[Records provided — start]

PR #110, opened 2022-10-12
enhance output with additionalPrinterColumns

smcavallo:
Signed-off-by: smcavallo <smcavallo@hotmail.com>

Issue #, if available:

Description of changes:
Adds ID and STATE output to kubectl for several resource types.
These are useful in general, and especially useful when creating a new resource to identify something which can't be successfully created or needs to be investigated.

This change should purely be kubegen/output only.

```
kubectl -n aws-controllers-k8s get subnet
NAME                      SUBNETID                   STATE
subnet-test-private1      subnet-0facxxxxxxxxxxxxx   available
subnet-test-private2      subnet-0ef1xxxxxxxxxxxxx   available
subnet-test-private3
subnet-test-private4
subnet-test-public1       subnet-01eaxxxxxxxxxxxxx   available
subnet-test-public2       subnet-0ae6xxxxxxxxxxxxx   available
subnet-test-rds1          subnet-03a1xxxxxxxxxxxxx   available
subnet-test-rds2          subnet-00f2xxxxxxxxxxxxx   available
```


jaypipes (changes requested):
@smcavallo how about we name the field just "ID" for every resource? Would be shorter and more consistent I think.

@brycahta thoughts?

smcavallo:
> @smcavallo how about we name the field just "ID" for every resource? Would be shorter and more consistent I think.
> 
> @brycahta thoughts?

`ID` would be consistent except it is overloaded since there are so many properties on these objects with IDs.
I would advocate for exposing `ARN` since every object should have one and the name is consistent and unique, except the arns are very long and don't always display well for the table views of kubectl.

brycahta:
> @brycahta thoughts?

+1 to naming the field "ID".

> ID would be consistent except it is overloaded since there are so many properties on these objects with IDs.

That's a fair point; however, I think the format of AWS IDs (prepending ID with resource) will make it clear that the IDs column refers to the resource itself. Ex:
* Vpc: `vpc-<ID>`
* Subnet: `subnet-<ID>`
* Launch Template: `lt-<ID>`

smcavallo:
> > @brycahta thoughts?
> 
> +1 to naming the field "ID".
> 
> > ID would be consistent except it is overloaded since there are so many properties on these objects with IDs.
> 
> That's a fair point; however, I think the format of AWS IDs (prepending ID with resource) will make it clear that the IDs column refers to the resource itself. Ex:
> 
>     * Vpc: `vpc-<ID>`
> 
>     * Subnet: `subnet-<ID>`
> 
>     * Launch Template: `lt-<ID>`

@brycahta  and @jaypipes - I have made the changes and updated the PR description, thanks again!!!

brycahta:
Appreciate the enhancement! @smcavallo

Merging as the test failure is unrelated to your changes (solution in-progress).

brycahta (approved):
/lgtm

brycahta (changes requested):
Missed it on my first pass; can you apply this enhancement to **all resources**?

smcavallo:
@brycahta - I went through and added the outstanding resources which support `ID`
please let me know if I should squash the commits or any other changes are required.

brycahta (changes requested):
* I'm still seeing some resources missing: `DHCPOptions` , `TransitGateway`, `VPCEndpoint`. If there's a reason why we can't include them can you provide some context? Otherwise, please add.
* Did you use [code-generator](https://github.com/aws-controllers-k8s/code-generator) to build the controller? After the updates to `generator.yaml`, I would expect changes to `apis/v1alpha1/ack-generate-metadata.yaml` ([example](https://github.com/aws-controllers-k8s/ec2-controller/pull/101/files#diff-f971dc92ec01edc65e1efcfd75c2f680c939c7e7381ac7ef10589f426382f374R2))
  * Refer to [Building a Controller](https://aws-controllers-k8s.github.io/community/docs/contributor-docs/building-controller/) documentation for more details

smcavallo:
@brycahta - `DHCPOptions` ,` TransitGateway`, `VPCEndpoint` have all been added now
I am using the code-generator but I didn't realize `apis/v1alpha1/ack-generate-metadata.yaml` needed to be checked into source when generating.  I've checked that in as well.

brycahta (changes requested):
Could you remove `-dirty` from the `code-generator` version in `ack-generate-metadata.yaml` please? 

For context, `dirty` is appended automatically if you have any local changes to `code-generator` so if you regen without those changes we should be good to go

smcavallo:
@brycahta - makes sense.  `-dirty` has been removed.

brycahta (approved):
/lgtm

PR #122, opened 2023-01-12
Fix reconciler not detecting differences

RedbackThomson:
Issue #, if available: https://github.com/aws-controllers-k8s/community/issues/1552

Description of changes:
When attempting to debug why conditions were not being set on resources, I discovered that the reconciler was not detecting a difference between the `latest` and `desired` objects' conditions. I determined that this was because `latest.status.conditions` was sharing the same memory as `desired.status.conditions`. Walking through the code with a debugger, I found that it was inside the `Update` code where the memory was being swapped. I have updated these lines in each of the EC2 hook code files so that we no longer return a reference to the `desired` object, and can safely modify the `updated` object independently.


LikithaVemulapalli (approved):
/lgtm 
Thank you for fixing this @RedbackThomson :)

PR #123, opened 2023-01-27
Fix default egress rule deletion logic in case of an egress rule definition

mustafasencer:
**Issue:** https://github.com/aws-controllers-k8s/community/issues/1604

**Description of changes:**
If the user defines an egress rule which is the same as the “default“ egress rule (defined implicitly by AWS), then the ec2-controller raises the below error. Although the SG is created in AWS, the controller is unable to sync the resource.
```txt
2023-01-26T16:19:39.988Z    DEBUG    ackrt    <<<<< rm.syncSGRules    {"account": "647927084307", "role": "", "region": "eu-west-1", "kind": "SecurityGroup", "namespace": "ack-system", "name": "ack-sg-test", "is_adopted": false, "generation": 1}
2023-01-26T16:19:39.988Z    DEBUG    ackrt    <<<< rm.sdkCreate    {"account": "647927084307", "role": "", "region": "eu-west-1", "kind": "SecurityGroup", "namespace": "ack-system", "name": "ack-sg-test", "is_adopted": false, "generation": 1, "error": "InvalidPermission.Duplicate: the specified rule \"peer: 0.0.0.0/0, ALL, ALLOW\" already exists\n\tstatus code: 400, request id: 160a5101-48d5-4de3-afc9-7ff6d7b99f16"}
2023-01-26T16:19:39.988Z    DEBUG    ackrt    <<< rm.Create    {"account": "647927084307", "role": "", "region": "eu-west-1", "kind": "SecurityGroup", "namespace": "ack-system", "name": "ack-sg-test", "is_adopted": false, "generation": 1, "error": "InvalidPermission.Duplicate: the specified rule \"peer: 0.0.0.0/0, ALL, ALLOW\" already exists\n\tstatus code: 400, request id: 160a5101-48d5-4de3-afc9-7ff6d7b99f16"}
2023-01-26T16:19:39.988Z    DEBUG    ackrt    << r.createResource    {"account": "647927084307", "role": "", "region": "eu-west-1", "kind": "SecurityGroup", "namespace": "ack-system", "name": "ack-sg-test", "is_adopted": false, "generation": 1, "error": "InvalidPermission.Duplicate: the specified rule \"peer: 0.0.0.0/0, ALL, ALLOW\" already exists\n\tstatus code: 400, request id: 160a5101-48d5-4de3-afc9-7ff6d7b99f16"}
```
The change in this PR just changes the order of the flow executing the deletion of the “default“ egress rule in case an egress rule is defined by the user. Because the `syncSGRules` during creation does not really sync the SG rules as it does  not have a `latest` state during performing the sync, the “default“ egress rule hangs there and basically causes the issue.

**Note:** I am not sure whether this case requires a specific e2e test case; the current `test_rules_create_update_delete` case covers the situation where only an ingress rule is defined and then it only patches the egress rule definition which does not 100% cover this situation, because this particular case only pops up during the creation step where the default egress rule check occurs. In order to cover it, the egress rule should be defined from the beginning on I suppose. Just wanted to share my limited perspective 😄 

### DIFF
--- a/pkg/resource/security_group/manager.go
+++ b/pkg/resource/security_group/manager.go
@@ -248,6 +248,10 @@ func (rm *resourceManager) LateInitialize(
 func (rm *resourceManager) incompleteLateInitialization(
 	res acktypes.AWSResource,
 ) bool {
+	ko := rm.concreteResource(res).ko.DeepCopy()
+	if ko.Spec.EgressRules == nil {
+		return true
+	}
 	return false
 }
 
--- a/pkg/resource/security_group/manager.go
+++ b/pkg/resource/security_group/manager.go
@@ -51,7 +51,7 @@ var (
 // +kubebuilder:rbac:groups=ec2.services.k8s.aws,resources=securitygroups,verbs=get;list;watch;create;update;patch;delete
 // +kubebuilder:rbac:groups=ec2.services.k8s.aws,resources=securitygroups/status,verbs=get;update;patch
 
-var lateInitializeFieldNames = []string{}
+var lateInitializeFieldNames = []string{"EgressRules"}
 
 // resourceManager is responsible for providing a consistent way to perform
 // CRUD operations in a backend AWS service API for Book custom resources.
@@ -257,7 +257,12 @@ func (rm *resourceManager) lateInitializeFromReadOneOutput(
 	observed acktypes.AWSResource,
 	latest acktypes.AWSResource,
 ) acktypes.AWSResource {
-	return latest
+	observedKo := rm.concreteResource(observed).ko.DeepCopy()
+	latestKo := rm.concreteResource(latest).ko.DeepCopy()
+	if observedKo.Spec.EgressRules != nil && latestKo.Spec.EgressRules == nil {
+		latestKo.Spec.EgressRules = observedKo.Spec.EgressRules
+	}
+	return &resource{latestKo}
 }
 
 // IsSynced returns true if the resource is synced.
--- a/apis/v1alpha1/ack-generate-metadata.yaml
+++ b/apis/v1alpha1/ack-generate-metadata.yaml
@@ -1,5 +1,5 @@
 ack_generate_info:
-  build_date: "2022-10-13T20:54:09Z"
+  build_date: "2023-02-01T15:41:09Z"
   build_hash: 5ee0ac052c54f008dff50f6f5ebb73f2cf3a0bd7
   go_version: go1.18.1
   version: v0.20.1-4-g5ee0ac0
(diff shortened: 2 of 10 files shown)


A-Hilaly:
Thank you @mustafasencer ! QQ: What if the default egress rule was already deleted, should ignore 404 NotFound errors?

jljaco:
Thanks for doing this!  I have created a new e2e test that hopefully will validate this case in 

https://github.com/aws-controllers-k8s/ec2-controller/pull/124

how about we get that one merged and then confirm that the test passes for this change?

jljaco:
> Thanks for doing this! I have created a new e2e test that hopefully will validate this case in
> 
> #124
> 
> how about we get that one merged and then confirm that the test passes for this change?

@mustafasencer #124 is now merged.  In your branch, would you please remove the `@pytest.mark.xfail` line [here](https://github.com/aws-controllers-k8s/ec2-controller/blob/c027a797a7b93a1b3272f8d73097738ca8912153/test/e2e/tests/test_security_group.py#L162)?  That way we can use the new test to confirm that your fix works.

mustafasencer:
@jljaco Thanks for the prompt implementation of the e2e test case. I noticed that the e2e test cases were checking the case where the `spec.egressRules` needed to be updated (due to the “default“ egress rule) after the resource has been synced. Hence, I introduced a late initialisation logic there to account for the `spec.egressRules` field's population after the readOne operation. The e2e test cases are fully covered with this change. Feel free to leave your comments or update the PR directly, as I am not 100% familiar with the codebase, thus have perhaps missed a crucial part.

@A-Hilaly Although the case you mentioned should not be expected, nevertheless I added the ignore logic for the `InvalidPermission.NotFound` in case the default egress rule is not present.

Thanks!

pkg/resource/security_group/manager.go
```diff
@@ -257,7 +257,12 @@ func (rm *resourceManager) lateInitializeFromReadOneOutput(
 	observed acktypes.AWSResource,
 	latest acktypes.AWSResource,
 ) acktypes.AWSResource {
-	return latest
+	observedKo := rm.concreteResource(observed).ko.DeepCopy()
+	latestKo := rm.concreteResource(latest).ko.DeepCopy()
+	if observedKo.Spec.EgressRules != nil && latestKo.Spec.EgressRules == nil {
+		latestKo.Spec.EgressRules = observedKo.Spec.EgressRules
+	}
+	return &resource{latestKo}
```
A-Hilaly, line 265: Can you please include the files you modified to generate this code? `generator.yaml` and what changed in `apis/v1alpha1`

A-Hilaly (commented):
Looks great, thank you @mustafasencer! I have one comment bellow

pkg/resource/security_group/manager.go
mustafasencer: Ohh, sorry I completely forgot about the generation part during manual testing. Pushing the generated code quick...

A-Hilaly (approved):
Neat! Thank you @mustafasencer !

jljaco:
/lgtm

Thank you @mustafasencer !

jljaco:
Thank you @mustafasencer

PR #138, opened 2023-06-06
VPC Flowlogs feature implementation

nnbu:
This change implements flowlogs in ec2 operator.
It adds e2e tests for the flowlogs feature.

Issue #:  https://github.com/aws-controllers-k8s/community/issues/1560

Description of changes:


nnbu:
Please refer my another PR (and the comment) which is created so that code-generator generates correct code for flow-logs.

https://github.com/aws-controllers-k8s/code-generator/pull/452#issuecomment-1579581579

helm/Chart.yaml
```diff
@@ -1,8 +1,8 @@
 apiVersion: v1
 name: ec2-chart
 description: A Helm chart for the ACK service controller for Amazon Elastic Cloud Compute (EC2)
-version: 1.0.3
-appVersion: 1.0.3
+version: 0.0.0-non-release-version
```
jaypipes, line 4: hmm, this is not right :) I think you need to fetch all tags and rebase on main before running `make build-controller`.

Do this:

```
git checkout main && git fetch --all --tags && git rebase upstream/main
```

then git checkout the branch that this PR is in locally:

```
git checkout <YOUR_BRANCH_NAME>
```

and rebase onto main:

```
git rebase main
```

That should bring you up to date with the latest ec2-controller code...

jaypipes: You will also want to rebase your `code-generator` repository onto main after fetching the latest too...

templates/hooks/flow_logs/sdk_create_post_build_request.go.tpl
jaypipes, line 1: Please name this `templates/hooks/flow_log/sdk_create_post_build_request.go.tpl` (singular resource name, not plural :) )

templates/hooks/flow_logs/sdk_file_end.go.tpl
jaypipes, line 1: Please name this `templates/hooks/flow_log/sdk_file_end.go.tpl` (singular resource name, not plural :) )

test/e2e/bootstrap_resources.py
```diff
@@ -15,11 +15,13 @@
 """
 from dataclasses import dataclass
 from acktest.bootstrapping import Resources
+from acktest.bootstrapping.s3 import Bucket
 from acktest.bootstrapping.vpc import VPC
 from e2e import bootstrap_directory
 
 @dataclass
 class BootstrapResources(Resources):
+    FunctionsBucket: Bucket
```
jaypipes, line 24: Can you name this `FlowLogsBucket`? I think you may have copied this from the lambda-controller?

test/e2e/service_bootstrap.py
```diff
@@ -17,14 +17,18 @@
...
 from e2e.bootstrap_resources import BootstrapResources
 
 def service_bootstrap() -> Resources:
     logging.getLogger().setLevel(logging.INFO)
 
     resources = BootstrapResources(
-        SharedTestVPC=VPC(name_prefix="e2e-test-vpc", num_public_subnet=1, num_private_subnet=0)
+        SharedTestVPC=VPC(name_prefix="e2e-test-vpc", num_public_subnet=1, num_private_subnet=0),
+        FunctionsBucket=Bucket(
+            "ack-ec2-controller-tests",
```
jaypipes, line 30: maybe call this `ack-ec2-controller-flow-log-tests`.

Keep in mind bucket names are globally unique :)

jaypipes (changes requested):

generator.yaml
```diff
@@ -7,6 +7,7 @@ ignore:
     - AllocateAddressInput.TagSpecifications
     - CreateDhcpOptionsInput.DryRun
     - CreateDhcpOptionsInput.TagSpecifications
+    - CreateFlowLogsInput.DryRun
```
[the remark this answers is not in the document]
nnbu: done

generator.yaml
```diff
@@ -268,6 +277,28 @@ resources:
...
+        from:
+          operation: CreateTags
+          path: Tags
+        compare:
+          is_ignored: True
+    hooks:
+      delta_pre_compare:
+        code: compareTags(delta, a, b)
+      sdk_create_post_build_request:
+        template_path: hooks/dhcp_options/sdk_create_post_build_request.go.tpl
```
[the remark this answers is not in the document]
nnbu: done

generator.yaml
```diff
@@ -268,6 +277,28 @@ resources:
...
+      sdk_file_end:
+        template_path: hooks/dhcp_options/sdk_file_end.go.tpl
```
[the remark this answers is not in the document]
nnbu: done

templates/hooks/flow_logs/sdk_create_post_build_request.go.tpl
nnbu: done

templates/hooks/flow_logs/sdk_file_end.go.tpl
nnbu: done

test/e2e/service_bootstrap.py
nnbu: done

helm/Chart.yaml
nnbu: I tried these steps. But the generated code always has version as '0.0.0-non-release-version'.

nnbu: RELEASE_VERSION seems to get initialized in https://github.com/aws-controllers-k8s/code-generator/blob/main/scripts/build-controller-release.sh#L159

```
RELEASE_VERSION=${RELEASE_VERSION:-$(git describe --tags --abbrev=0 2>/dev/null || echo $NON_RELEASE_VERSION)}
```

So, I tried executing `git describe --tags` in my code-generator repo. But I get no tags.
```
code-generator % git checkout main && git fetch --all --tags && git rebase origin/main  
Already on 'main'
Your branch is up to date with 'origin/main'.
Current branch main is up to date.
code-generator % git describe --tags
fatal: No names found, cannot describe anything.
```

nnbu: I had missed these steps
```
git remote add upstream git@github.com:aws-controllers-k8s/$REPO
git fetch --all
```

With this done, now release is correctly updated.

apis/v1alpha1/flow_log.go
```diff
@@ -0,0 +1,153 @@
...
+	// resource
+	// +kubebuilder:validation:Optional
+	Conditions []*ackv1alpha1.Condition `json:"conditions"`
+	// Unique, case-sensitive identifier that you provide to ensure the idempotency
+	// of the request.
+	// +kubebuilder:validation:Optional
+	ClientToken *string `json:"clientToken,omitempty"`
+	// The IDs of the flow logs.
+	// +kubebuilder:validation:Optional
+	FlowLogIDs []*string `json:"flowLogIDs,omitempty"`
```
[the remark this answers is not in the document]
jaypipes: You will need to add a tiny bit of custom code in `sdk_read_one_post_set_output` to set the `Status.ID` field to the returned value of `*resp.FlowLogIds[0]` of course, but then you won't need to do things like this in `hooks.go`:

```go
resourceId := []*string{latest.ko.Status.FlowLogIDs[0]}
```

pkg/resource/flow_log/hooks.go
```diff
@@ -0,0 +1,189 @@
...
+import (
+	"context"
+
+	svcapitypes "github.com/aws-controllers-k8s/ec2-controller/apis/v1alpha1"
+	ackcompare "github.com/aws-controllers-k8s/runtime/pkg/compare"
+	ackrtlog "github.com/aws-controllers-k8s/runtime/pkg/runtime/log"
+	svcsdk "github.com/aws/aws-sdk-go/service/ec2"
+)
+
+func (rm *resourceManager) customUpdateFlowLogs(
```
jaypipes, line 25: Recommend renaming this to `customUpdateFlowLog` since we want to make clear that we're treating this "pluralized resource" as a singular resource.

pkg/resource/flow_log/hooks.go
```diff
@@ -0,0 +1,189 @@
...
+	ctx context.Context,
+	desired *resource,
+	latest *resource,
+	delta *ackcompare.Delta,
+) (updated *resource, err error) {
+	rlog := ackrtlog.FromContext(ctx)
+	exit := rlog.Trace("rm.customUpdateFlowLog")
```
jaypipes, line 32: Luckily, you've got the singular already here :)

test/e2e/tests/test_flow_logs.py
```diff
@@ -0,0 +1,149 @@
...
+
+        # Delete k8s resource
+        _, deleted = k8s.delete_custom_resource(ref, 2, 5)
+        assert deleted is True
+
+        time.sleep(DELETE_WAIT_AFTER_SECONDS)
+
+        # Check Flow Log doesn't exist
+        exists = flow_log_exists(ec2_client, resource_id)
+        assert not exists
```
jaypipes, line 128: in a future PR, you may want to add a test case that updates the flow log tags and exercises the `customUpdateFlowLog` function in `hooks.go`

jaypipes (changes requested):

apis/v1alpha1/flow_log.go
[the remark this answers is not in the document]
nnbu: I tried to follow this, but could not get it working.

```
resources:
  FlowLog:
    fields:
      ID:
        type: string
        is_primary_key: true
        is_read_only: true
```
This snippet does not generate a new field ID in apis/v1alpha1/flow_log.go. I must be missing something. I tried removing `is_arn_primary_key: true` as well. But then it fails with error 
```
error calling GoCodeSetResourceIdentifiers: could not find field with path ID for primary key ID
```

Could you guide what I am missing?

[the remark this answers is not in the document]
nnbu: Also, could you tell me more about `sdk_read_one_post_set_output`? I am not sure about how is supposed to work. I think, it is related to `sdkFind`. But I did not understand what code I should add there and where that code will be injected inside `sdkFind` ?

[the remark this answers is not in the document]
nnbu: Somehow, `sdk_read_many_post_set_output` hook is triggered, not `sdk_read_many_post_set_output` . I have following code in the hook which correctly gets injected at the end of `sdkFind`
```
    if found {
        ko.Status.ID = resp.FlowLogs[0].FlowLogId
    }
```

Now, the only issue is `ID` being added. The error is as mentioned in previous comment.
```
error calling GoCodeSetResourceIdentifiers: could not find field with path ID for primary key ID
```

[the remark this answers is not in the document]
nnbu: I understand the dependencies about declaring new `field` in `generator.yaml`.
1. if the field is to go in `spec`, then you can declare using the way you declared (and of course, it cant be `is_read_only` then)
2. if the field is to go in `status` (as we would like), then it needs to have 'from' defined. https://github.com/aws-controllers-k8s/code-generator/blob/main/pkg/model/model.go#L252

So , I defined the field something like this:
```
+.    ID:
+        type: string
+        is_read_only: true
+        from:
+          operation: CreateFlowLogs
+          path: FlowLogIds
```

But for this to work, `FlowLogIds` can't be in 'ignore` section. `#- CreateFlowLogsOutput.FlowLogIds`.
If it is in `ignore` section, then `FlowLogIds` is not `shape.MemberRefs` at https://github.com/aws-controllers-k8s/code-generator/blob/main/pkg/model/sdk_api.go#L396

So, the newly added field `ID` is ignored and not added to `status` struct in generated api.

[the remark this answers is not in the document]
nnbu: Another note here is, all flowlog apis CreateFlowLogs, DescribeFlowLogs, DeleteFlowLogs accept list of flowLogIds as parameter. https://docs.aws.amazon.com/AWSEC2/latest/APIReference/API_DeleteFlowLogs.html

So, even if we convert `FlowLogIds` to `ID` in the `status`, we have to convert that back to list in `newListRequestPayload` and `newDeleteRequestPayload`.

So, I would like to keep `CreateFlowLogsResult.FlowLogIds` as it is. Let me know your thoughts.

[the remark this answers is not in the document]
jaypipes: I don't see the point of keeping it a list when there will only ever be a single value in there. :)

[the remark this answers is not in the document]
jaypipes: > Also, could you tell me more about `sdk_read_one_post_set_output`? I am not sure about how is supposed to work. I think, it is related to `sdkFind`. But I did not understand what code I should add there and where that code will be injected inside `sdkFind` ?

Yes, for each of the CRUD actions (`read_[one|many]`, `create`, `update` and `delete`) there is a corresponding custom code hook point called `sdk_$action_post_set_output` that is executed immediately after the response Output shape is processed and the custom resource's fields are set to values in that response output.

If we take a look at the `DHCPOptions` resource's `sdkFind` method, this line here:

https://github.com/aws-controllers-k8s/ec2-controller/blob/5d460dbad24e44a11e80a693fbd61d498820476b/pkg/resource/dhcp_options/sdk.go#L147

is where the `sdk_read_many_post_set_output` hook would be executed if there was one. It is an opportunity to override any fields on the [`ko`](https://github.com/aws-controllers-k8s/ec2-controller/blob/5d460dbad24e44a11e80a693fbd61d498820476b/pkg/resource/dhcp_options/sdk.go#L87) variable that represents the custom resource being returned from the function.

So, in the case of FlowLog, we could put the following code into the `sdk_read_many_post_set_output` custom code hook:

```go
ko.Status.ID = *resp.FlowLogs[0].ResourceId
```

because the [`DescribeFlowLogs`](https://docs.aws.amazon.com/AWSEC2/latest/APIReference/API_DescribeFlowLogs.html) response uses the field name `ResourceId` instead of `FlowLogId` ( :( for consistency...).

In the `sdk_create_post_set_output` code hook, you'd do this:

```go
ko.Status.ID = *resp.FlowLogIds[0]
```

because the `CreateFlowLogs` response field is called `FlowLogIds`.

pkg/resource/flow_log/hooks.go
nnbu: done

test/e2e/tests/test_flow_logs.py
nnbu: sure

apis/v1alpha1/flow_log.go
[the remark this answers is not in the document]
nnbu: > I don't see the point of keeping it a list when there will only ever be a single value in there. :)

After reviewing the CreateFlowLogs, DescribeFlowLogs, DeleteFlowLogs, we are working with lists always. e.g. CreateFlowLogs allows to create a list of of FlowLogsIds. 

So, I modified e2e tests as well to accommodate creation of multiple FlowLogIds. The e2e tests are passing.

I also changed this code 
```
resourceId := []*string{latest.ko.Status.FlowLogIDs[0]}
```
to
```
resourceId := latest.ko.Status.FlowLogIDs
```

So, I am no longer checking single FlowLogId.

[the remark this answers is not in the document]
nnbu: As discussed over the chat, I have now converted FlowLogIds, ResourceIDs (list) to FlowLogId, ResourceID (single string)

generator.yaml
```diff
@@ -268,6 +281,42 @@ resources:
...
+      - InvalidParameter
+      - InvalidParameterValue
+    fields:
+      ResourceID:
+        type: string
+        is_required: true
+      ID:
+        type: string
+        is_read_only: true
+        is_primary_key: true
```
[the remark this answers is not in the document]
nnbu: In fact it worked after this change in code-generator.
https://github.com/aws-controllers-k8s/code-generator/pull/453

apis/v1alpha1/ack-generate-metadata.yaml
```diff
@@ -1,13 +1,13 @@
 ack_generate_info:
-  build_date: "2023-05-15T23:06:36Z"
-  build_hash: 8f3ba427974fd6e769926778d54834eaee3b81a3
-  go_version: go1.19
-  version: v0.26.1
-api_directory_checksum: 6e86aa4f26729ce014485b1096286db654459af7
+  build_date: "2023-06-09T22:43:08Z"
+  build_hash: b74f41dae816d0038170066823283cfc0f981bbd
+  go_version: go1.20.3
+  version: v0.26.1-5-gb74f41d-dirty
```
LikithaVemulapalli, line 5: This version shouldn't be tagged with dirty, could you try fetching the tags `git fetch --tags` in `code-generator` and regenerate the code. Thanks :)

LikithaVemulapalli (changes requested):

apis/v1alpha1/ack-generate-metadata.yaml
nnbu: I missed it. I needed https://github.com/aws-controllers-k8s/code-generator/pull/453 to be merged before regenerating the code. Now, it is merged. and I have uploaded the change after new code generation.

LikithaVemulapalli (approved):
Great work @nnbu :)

[Records provided — finish]

■ **Task prompt**
The expected answer is a copy of every line in the entries that holds the word "string".

■ **Result of this exercise**
-var lateInitializeFieldNames = []string{}
+var lateInitializeFieldNames = []string{"EgressRules"}
+	ClientToken *string `json:"clientToken,omitempty"`
+	FlowLogIDs []*string `json:"flowLogIDs,omitempty"`
resourceId := []*string{latest.ko.Status.FlowLogIDs[0]}
        type: string
+        type: string
resourceId := []*string{latest.ko.Status.FlowLogIDs[0]}
nnbu: As discussed over the chat, I have now converted FlowLogIds, ResourceIDs (list) to FlowLogId, ResourceID (single string)
+        type: string
+        type: string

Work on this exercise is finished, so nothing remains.